[Stored data entries]
'''

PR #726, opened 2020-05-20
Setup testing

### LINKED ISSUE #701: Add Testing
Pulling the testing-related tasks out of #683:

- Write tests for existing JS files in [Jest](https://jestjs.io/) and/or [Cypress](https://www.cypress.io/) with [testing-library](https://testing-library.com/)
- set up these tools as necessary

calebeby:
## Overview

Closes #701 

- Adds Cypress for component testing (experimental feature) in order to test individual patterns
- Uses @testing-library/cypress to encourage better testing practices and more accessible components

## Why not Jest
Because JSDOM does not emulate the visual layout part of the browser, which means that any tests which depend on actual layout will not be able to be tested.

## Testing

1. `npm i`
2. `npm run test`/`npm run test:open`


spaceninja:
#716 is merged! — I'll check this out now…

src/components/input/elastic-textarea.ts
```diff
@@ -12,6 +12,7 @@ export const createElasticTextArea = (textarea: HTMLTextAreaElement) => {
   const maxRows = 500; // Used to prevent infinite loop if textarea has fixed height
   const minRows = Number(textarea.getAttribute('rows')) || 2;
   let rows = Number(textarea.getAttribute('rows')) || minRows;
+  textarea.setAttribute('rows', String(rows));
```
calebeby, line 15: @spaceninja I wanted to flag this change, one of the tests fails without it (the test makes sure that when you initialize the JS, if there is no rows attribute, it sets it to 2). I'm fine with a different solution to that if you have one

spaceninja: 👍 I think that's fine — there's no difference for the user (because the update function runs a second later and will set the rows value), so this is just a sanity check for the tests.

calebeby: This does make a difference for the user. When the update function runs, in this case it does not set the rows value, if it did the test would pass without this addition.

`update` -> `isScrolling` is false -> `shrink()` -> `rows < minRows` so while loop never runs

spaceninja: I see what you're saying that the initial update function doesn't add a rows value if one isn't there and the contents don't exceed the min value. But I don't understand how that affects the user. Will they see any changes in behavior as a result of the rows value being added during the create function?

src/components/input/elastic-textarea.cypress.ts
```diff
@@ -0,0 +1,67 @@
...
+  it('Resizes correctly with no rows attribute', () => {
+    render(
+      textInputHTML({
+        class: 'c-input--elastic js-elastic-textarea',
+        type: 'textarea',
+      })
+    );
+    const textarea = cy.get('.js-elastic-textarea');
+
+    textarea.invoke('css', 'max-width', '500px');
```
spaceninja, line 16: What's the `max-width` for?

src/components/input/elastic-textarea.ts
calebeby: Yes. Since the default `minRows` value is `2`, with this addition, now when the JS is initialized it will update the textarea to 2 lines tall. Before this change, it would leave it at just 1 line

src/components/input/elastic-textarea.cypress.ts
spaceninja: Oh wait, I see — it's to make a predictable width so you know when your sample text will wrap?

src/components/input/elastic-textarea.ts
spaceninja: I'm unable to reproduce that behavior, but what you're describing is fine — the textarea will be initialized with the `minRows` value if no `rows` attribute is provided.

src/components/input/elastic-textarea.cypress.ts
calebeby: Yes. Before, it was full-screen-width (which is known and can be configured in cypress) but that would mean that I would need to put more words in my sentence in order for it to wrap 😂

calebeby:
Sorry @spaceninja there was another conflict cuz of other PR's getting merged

'''

Search the records for the word "wrap". Copy every line that has it.

spaceninja: Oh wait, I see — it's to make a predictable width so you know when your sample text will wrap?
calebeby: Yes. Before, it was full-screen-width (which is known and can be configured in cypress) but that would mean that I would need to put more words in my sentence in order for it to wrap 😂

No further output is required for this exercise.